### Data extracts
——

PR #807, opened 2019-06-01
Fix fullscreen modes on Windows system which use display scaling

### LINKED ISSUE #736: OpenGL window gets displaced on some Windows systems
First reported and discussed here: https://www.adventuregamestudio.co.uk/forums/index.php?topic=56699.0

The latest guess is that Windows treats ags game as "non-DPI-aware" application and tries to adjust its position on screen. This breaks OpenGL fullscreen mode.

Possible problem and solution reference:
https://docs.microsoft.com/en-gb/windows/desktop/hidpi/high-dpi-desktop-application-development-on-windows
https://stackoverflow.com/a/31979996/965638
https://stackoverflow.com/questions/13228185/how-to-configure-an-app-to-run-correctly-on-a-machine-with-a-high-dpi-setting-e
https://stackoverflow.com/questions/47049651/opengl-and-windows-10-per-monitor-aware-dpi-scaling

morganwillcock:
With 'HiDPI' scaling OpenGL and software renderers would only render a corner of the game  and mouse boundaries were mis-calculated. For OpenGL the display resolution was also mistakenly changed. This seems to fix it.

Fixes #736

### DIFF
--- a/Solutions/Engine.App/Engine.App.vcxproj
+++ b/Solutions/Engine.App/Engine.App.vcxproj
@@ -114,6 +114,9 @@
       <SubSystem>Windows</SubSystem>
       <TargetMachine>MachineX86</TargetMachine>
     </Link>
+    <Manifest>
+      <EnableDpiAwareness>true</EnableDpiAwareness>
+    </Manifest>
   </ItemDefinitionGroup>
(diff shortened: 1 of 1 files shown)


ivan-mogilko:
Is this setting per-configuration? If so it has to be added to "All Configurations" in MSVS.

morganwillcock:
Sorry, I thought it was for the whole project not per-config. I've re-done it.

——

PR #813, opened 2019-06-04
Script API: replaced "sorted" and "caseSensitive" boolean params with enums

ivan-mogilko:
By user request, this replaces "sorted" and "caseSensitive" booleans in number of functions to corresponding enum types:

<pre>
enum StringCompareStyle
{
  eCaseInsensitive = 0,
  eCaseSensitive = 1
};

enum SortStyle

——

### About this task
In the entries above, find the lines containing the word "setting" and say how many there are, with no other words.

### Solution for this problem
2